▶ **Exercise details**
Please reproduce the entries that follow without a single difference.

━━━━━━━━━━━━━━━━

PR #2923, opened 2016-05-05
Release script prep

bmw:
This release script can be used for the next two releases. After that, we should be able to stop building and releasing shim packages.

### DIFF
--- a/tools/release.sh
+++ b/tools/release.sh
@@ -188,9 +188,10 @@ while ! openssl dgst -sha256 -verify $RELEASE_OPENSSL_PUBKEY -signature \
 done
 
 # copy leauto to the root, overwriting the previous release version
+cp -p letsencrypt-auto-source/letsencrypt-auto certbot-auto
 cp -p letsencrypt-auto-source/letsencrypt-auto letsencrypt-auto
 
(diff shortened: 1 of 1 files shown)


tools/release.sh
```diff
@@ -45,7 +45,7 @@ export GPG_TTY=$(tty)
 PORT=${PORT:-1234}
 
 # subpackages to be released
-SUBPKGS=${SUBPKGS:-"acme certbot-apache certbot-nginx letshelp-certbot"}
+SUBPKGS=${SUBPKGS:-"acme certbot-apache certbot-nginx letshelp-certbot letsencrypt letsencrypt-apache letsencrypt-nginx letshelp-letsencrypt"}
```
pde: Do we need to keep `letshelp-letsencrypt`?

pde:
Otherwise LGTM.

tools/release.sh
bmw: I think so, at least for the next release. The package is currently useless, however, we have been packaging it every release and we want to make sure people are able to upgrade if the package ever becomes useful.

With that said, after the next release, perhaps we should stop packaging `certbot-nginx` and `letshelp-certbot` until the packages are ready.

━━━━━━━━━━━━━━━━

▶ **Task solution**
PR #2923, opened 2016-05-05
Release script prep

bmw:
This release script can be used for the next two releases. After that, we should be able to stop building and releasing shim packages.

### DIFF
--- a/tools/release.sh
+++ b/tools/release.sh
@@ -188,9 +188,10 @@ while ! openssl dgst -sha256 -verify $RELEASE_OPENSSL_PUBKEY -signature \
 done
 
 # copy leauto to the root, overwriting the previous release version
+cp -p letsencrypt-auto-source/letsencrypt-auto certbot-auto
 cp -p letsencrypt-auto-source/letsencrypt-auto letsencrypt-auto
 
(diff shortened: 1 of 1 files shown)


tools/release.sh
```diff
@@ -45,7 +45,7 @@ export GPG_TTY=$(tty)
 PORT=${PORT:-1234}
 
 # subpackages to be released
-SUBPKGS=${SUBPKGS:-"acme certbot-apache certbot-nginx letshelp-certbot"}
+SUBPKGS=${SUBPKGS:-"acme certbot-apache certbot-nginx letshelp-certbot letsencrypt letsencrypt-apache letsencrypt-nginx letshelp-letsencrypt"}
```
pde: Do we need to keep `letshelp-letsencrypt`?

pde:
Otherwise LGTM.

tools/release.sh
bmw: I think so, at least for the next release. The package is currently useless, however, we have been packaging it every release and we want to make sure people are able to upgrade if the package ever becomes useful.

With that said, after the next release, perhaps we should stop packaging `certbot-nginx` and `letshelp-certbot` until the packages are ready.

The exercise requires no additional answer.